A polynomial function is a mathematical expression involving sums and powers of variables with non-negative integer exponents. The general form of a polynomial is \( a_nx^n + a_{n-1}x^{n-1} + \, \ldots \, + a_1x + a_0 \), where \( a_n, a_{n-1}, \, \ldots \, , a_1, a_0 \) are constants, and \( n \) is a non-negative integer.

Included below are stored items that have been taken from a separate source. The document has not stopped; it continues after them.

PR #2142, opened 2026-07-18
Fix fire-and-forget Lua scripts wedging into silent NOSCRIPT after cache clear

### LINKED ISSUE #2126: Warmed fire-and-forget Lua scripts wedge into silent NOSCRIPT failures after a Redis restart — progress cache and presence refresh degrade for the process lifetime
## Problem

The #2120 EVALSHA optimization (#2056) left the **fire-and-forget** script path with no `NOSCRIPT` recovery. `PreparedScript.Evaluate` (`Game.Infrastructure/Redis/PreparedScript.cs:80-94`) sends only `EVALSHA` once `_warmed` flips, preserving the caller's `FireAndForget` flag — and there is no fallback, no `ConnectionRestored` hook anywhere, and `_warmed` is never reset. StackExchange.Redis silently discards error replies on fire-and-forget commands, so after Redis loses its script cache (restart, failover, `SCRIPT FLUSH`), **every** subsequent call to the three fire-and-forget scripts fails silently until the API process restarts.

The class doc rationalizes this as matching "the single lost op a normal fire-and-forget command risks", but that analysis doesn't hold: the awaited scripts self-heal via the `NOSCRIPT` catch in `EvaluateAsync` (:74-77); the fire-and-forget ones fail *persistently*, not once.

## Affected operations and consequences

- `RedisService.ReclaimAndForget` (`Game.Infrastructure/Cache/Redis/RedisService.cs:108`) — the per-message presence reclaim/TTL refresh (`SocketManagerService.cs:257`) no-ops, so presence keys expire mid-session and single-session/takeover enforcement silently degrades.
- `HashSetAndForget` (:215) / `HashSetIfExistsAndForget` (:235) — `PlayerProgressRepository.cs:136`'s cache advance no-ops, so the Redis progress hash (the documented source of truth) permanently stops advancing while durable events keep flowing to Postgres. Battle completion re-reads progress per battle, so later reads serve stale rows and the next save enqueues **absolute-value** `ProgressUpdated` events computed from that stale base — permanently regressing statistics/challenges/proficiencies in the DB. The miss-reload at :220 can also never recreate the hash key after a Redis data loss, so every battle pays the 3-query DB reload *and* races the write-behind drain.

## Why tests never see it

The integration suites `FLUSHDB` between tests (`Game.TestInfrastructure/Helpers/RedisCleaner.cs:13`), which clears data but not the script cache. `PreparedScriptTests.cs:19-22` states the NOSCRIPT fallback "is covered by the existing Redis integration suite", but only the *awaited* scripts have a fallback to exercise — no test issues `SCRIPT FLUSH` against a warmed fire-and-forget script.

## Fix options

1. Simply keep full-text `EVAL` for the three fire-and-forget scripts — they're ~100–300 bytes, so #2056's win is marginal there (smallest change).
2. Reset warm state on `IConnectionMultiplexer.ConnectionRestored` (needs a small script registry).
3. Issue an awaited `SCRIPT LOAD` at connect.

Whichever fix lands should be pinned by an integration test that flushes the script cache mid-run and asserts the fire-and-forget operation still takes effect.

ginderjeremiah:
## Summary

- `PreparedScript.Evaluate` (the sync, fire-and-forget-capable path used by `ReclaimAndForget`, `HashSetAndForget`, and `HashSetIfExistsAndForget`) had no way to self-heal from a `NOSCRIPT` reply the way the awaited `EvaluateAsync` path does, because StackExchange.Redis discards the reply for a `CommandFlags.FireAndForget` command before any retry logic can run.
- Simply always sending the full script text turned out **not** to be enough on its own: StackExchange.Redis maintains its own transparent, per-connection "once seen, always send the hash" cache (`ScriptEvalMessage.GetMessages`) that silently substitutes `EVALSHA` regardless of what our code passes, and its own `NOSCRIPT` self-heal only fires from inside the reply processor — which a fire-and-forget command never reaches. I verified this against a live Redis container before landing the fix; a naive "just send `_script`" version still silently dropped the write after a `SCRIPT FLUSH`.
- The real fix is `CommandFlags.NoScriptCache`, a documented StackExchange.Redis flag that forces a literal `EVAL` and opts the call out of that library-level cache entirely. `PreparedScript.Evaluate` now always ORs this flag in.
- Updated `PreparedScript`'s class doc to explain the two code paths' very different cache-trust guarantees, and removed the now-obsolete unit test that pinned `Evaluate`'s old warmed-state behavior (that method no longer touches `_warmed` at all).

## How this addresses #2126

Closes #2126. The issue listed three triggers for the server losing its script cache — a Redis restart, a failover, or a manual `SCRIPT FLUSH` — and all three are now covered uniformly, since the fix never depends on the script being cached server-side in the first place, rather than trying to detect and recover from the loss after the fact.

## Test plan

- [x] Added `RedisServiceIntegrationTests.HashSetAndForget_AfterScriptCacheIsFlushedMidRun_StillTakesEffect`, which flushes the Redis script cache mid-test (via an `AllowAdmin` connection) and asserts a subsequent `HashSetAndForget` call still lands — this is the integration test the issue asked for.
- [x] `dotnet build` — clean.
- [x] `dotnet test` (full solution, against the local Postgres/Redis containers) — 3,261 passed, 0 failed.

---
_Generated by [Claude Code](https://claude.ai/code/session_01HFKEi44US8wiThVrhFjpZ7)_

### DIFF
--- a/Game.Infrastructure.Tests/PreparedScriptTests.cs
+++ b/Game.Infrastructure.Tests/PreparedScriptTests.cs
@@ -12,7 +12,7 @@ namespace Game.Infrastructure.Tests
     /// server has genuinely never cached. <see cref="PreparedScript.Evaluate"/> (the fire-and-forget-capable sync
     /// path) has no such state to pin — it always sends the full script text (#2126) — so it isn't covered here;
     /// its NOSCRIPT-survival behaviour is covered by the integration suite instead
-    /// (RedisServiceIntegrationTests.HashSetAndForget_AfterScriptCacheIsFlushed_StillTakesEffect).
+    /// (RedisServiceIntegrationTests.HashSetAndForget_AfterScriptCacheIsFlushedMidRun_StillTakesEffect).
     /// <para>
     /// Uses the same dead-endpoint technique as the sibling <see cref="RedisPubSubPublishFailureTests"/>: a
     /// multiplexer pointed at an unreachable endpoint (<c>abortConnect=false</c>) connects lazily and then throws
--- a/Game.Infrastructure.Tests/PreparedScriptTests.cs
+++ b/Game.Infrastructure.Tests/PreparedScriptTests.cs
@@ -5,13 +5,14 @@ using Xunit;
 namespace Game.Infrastructure.Tests
 {
     /// <summary>
-    /// Unit tests for <see cref="PreparedScript"/>, the helper that lets <c>RedisService</c>/<c>RedisQueue</c>
-    /// send a Lua script's hash instead of its full text on every call after the first (#2056). The behaviour
-    /// that matters and is otherwise only exercised indirectly through a live Redis: a cold call that fails
-    /// before it reaches the server must not mark the script warmed, or every later call would jump straight to
-    /// an <c>EVALSHA</c> the server has genuinely never cached — pinned for both <see cref="PreparedScript.EvaluateAsync"/>
-    /// and <see cref="PreparedScript.Evaluate"/>, since the latter blocks its own cold call rather than sharing
-    /// the former's fallback logic.
+    /// Unit tests for <see cref="PreparedScript"/>, the helper that lets an awaited caller send a Lua script's
+    /// hash instead of its full text on every call after the first (#2056). The behaviour that matters and is
+    /// otherwise only exercised indirectly through a live Redis: a cold call that fails before it reaches the
+    /// server must not mark the script warmed, or every later call would jump straight to an <c>EVALSHA</c> the
+    /// server has genuinely never cached. <see cref="PreparedScript.Evaluate"/> (the fire-and-forget-capable sync
+    /// path) has no such state to pin — it always sends the full script text (#2126) — so it isn't covered here;
+    /// its NOSCRIPT-survival behaviour is covered by the integration suite instead
+    /// (RedisServiceIntegrationTests.HashSetAndForget_AfterScriptCacheIsFlushed_StillTakesEffect).
     /// <para>
     /// Uses the same dead-endpoint technique as the sibling <see cref="RedisPubSubPublishFailureTests"/>: a
     /// multiplexer pointed at an unreachable endpoint (<c>abortConnect=false</c>) connects lazily and then throws
@@ -36,21 +37,6 @@ namespace Game.Infrastructure.Tests
 
             // A failed cold call means Redis never actually cached this script; if it had wrongly been marked
             // warmed anyway, every later call would send only the hash and get NOSCRIPT forever.
-            Assert.False(script.IsWarmedForTesting);
-        }
-
-        [Fact]
-        public async Task Evaluate_WhenTheColdCallFails_LeavesTheScriptUnwarmed()
-        {
-            // Evaluate's cold branch strips a caller's FireAndForget flag and blocks for a confirmed reply, so
-            // this is pinned separately from EvaluateAsync's version of the same invariant: a dropped cold send
-            // must not wedge the script into the hash-only path.
-            await using var multiplexer = await ConnectionMultiplexer.ConnectAsync(DeadEndpoint);
-            var db = multiplexer.GetDatabase();
-            var script = new PreparedScript("return 1");
-
-            Assert.Throws<RedisConnectionException>(() => script.Evaluate(db, [], [], CommandFlags.FireAndForget));
-
             Assert.False(script.IsWarmedForTesting);
         }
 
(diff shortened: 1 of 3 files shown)


Game.Infrastructure.Tests/PreparedScriptTests.cs
```diff
@@ -5,13 +5,14 @@
...
-    /// and <see cref="PreparedScript.Evaluate"/>, since the latter blocks its own cold call rather than sharing
-    /// the former's fallback logic.
+    /// Unit tests for <see cref="PreparedScript"/>, the helper that lets an awaited caller send a Lua script's
+    /// hash instead of its full text on every call after the first (#2056). The behaviour that matters and is
+    /// otherwise only exercised indirectly through a live Redis: a cold call that fails before it reaches the
+    /// server must not mark the script warmed, or every later call would jump straight to an <c>EVALSHA</c> the
+    /// server has genuinely never cached. <see cref="PreparedScript.Evaluate"/> (the fire-and-forget-capable sync
+    /// path) has no such state to pin — it always sends the full script text (#2126) — so it isn't covered here;
+    /// its NOSCRIPT-survival behaviour is covered by the integration suite instead
+    /// (RedisServiceIntegrationTests.HashSetAndForget_AfterScriptCacheIsFlushed_StillTakesEffect).
```
ginderjeremiah: Nit: stale test name. The referenced test is `HashSetAndForget_AfterScriptCacheIsFlushedMidRun_StillTakesEffect` (note `MidRun`), but this doc references `HashSetAndForget_AfterScriptCacheIsFlushed_StillTakesEffect` — so a reader searching for the named test won't find it. Worth correcting to keep the cross-reference accurate.

---

ginderjeremiah (commented):
## Review: Fix fire-and-forget Lua scripts wedging into silent NOSCRIPT after cache clear (#2126)

**Verdict:** Approve *(posted as a comment since GitHub won't accept a gating verdict from the PR author identity)* — the fix correctly solves the issue, is well-tested, and leaves no dead code. One doc nit below.

### What's good

- **Correct root-cause fix.** The PR goes past the issue's "just keep full-text `EVAL`" suggestion and correctly identifies that a naive "always send `_script`" fix is *insufficient*, because StackExchange.Redis maintains its own per-connection EVALSHA-substitution cache (`ScriptEvalMessage`) whose NOSCRIPT self-heal only runs in the reply processor a fire-and-forget command never reaches. `CommandFlags.NoScriptCache` is the documented, correct mechanism to force a literal `EVAL` and opt out of that library-level cache. The empirical verification against a live Redis (naive fix still dropped the write after `SCRIPT FLUSH`) is exactly the right rigor for a subtle library-behavior bug.
- **Clean removal of dead code.** `Evaluate` no longer touches `_warmed`/`_hash`, so removing `Evaluate_WhenTheColdCallFails_LeavesTheScriptUnwarmed` is correct — that invariant no longer exists for this path. `_warmed`/`_hash` remain legitimately used by `EvaluateAsync`.
- **Test covers the exact requested scenario.** `HashSetAndForget_AfterScriptCacheIsFlushedMidRun_StillTakesEffect` warms the script, issues a real `SCRIPT FLUSH` via an `AllowAdmin` connection mid-test, and asserts a subsequent fire-and-forget call still lands — precisely the integration test the issue asked for, and one that would fail under both the old code and a naive fix. All three fire-and-forget scripts share the single `Evaluate` path, so one representative test is reasonable.
- **Documentation.** The class doc now clearly explains the differing cache-trust guarantees of the two paths and *why* `NoScriptCache` is required rather than optional. This is the kind of "deliberate-looking construct a later edit might naively simplify" that genuinely warrants the longer comment — appropriate, not over-documented.

### Nits

- `Game.Infrastructure.Tests/PreparedScriptTests.cs:15` — the doc references `RedisServiceIntegrationTests.HashSetAndForget_AfterScriptCacheIsFlushed_StillTakesEffect`, but the actual test is `...FlushedMidRun_StillTakesEffect`. Stale cross-reference (inline comment left).

### Test coverage

Meets the project's testing rules: the fire-and-forget NOSCRIPT-survival behavior needs a genuine server reply, so it correctly lives in the integration suite rather than being mocked, and the removed unit test was pinning behavior that no longer exists. The hot-path tradeoff (full script text vs. hash on `ReclaimAndForget`/`HashSetAndForget`/`HashSetIfExistsAndForget`) is explicitly acknowledged and is the marginal-savings path the issue itself flagged.

Not holding for the nit, but I'd suggest fixing that one-word reference before merge so the doc stays accurate.

---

In our original exercise, the function \( f(x) = x^2 - 3x \) is an example of a polynomial function.Polynomial functions have several characteristics:

• They are continuous and smooth curves.
• The degree of the polynomial determines its number of roots and the number of times it can cross the x-axis.
• They are easy to differentiate compared to other types of functions.

Understanding polynomial functions is important because they frequently appear in calculus problems, especially when applying the limit definition to find derivatives.

Simplifying Expressions

Simplifying expressions involves rewriting them in a more efficient or recognizable form. In calculus, simplifying expressions is an important skill that makes it easier to solve problems, especially when finding derivatives using the limit definition.In the given problem:

• We begin by expressing \((t^2 - 3t) - (x^2 - 3x)\).
• This simplifies first to \(t^2 - 3t - x^2 + 3x\) which can further be broken down to \((t^2 - x^2) + (-3t + 3x)\).

By breaking down the components, we make it easier to see how factoring can be applied, such as recognizing a difference of squares, which then leads to canceling of terms that make the limit solvable.

Factoring Expressions

Factoring expressions is a key technique in algebra and calculus that entails breaking down larger expressions into simpler, multiplied components. This is particularly useful when simplifying fractions or expressions in complex calculations.In our derivative calculation:

• The expression \( t^2 - x^2 \) was rewritten as \((t-x)(t+x)\) using the difference of squares.
• The terms combined as \((t-x)(t+x-3)\) by factoring out \(t-x\).

Factoring allows us to cancel out terms in the numerator and denominator, simplifying the limit process. Once terms are canceled, the expression's limit becomes straightforward, which is essential in deriving the derivative efficiently. Factoring helps avoid complexities and reduces the equation to a point where direct substitution is possible, allowing us to smoothly evaluate the limit and find the derivative.